Дѣйствительно, мнѣ было извѣстно, что казакъ, закупавшій оленей для Среднеколымской казачьей команды, заплатилъ Эттыгину за тридцать два оленя флягу спирта, но я какъ-то выпустилъ изъ виду это обстоятельство.
— Вотъ посмотрите, какъ они сегодня будутъ чертить! — продолжалъ Васька. — Старый-то дьяволъ русскую водку выдудилъ, такъ хорошо раззарился! Теперь прильнется къ флягѣ, его и лошадьми не отодрать!

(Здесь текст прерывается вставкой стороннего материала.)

PR #1640, opened 2021-09-19
move GetV6TrainingData() and related files to new directory

borg323:
This introduces a new class `V6TrainingDataArray` that together with `V6TrainingData`, `TrainingDataReader` and `TrainingDataWriter` are now in the `trainingdata` directory. 

*Original description* (was "move GetV6TrainingData() to game.cc"):

Note that there are some changes:
```
  V6TrainingData GetV6TrainingData(
      GameResult result, const PositionHistory& history,
      FillEmptyHistory fill_empty_history,
      pblczero::NetworkFormat::InputFormat input_format, Eval best_eval,
      Eval played_eval, bool best_is_proven, Move best_move, Move played_move,
      const NNCacheLock& nneval) const;
```
becomes
```
  V6TrainingData GetV6TrainingData(
      const NodeTree& tree, pblczero::NetworkFormat::InputFormat input_format,
      Eval best_eval, Eval played_eval, bool best_is_proven, Move best_move,
      Move played_move) const;
```
with the game result hardcoded to `GameResult::UNDECIDED` and the rest obtained from the tree and search.


Tilps:
Alternative to consider - extracting it to be a public method in somewhere more central.  I prefer this new signature to its previous home - but I have in the past had custom branches which created training data out of uci mode, and there was someone talking about generating training data by walking through a pgn and doing a search for each position - which might not want to be in self play game.

src/trainingdata/trainingdata.h
```diff
@@ -1,6 +1,6 @@
 /*
```
Tilps, line 1: I'm not sure we really want git to have marked trainingdata.h as a fork of writer.h

src/trainingdata/writer.h
```diff
@@ -0,0 +1,61 @@
+/*
```
Tilps, line 1: Seems git failed to auto recognize this as a move?

src/trainingdata/trainingdata.h
Tilps: Is it possible that the files in neural being moved to trainingdata were not actually deleted?

src/trainingdata/trainingdata.h
```diff
@@ -90,28 +87,28 @@ static_assert(sizeof(V6TrainingData) == 8356, "Wrong struct size");
...
-
-  // Flushes file and closes it.
-  void Finalize();
-
-  // Gets full filename of the file written.
-  std::string GetFileName() const { return filename_; }
+  V6TrainingDataArray(FillEmptyHistory white_fill_empty_history,
+                      FillEmptyHistory black_fill_empty_history,
+                      pblczero::NetworkFormat::InputFormat white_input_format,
+                      pblczero::NetworkFormat::InputFormat black_input_format)
```
Tilps, line 95: I would suggest only taking in one input_format - makes it clearer why we're checking and asserting that they are the same back near the call site.

src/trainingdata/trainingdata.h
borg323: I just did a straight `git mv`, but git detects that `trainingdata.h` has more in common with the original `writer.h` than the new one. I can do the move as a separate commit, but I expect it will still show it like that in the next step.

src/selfplay/game.cc
```diff
@@ -79,7 +77,15 @@ SelfPlayGame::SelfPlayGame(PlayerOptions white, PlayerOptions black,
                            bool shared_tree, const Opening& opening)
     : options_{white, black},
       chess960_{white.uci_options->Get<bool>(kUciChess960) ||
-                black.uci_options->Get<bool>(kUciChess960)} {
+                black.uci_options->Get<bool>(kUciChess960)},
+      training_data_(SearchParams(white.uci_options).GetHistoryFill(),
+                     SearchParams(black.uci_options).GetHistoryFill(),
+                     white.network->GetCapabilities().input_format,
+                     black.network->GetCapabilities().input_format) {
+  if (white.network->GetCapabilities().input_format !=
```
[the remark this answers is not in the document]
borg323: I moved the check into `Play()`, where we have the `training` flag.

Tilps (approved):

PR #1645, opened 2021-09-28
do policy softmax for valid moves in check backend

borg323:


Tilps:
Generally looks fine assuming it works...
Just wondering if you were deliberately delaying legal move gen to evaluate time rather than input add time - because it appears board isn't useful other than for generating legal moves, and generating legal moves potentially ends up happening multiple times?

borg323:
> Just wondering if you were deliberately delaying legal move gen to evaluate time rather than input add time - because it appears board isn't useful other than for generating legal moves, and generating legal moves potentially ends up happening multiple times?
No reason, I just didn't think it through...

Tilps (approved):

На вискѣ послышался топотъ и скрипъ полозьевъ, и два огромные оленя, какъ вихрь, взлетѣли по косогору, увлекая за собой маленькую, словно игрушечную, турку, на которой сидѣлъ верхомъ, толкаясь объ снѣгъ ногами, здоровый чукча въ длинной желтой кухлянкѣ съ волчьимъ колпакомъ.
— Видишь! какъ воронъ на падаль, такъ и явился! — замѣтилъ Васька, набивая опять трубку. — У нихъ, однако, на водку особенный нюхъ есть!
Пріѣхавшій оказался двоюроднымъ братомъ Оттвы, старшой жены Эттыгина. Стойбище его находилось верстахъ въ восьмидесяти, но такое разстояніе для чукчей ничего не значитъ. Онъ выѣхалъ утромъ и намѣревался переночевать, а на другое утро уѣхать домой.
Началась обычная вечерняя суета, происходящая всегда по одному и тому-же образцу и закончившаяся продолжительнымъ чаепитіемъ и обильной трапезой. Какъ только послѣдній кусокъ былъ съѣденъ, Эттыгинъ вышелъ изъ полога и скоро вернулся съ большой бутылкой, наполненной крѣпкимъ спиртомъ. Чукчи не признаютъ необходимости «сыропить» сердитую воду.
Попойка началась также, какъ и вчера. Чукчи пили спиртъ чашками, какъ воду, не думая о закускѣ.
— А знаешь, зачѣмъ я пріѣхалъ, — сказалъ Кэоульгинъ (таково было имя новаго гостя), обращаясь къ Эттыгину. — Арара приказалъ привезти ламутскую бабу!
Васька сдѣлалъ движеніе, какъ будто его укусили.
— Зачѣмъ Арарѣ ламутка? — спросилъ онъ отрывисто.
— Не Арарѣ, Якулю! — отвѣтилъ Кэоульгинъ. — Арара голова. Большой человѣкъ на тундрѣ… Якуль ему жаловался, говоритъ: «жену мою отняли!» Нехорошо! Она вѣдь его купленная, да и попъ вѣнчалъ!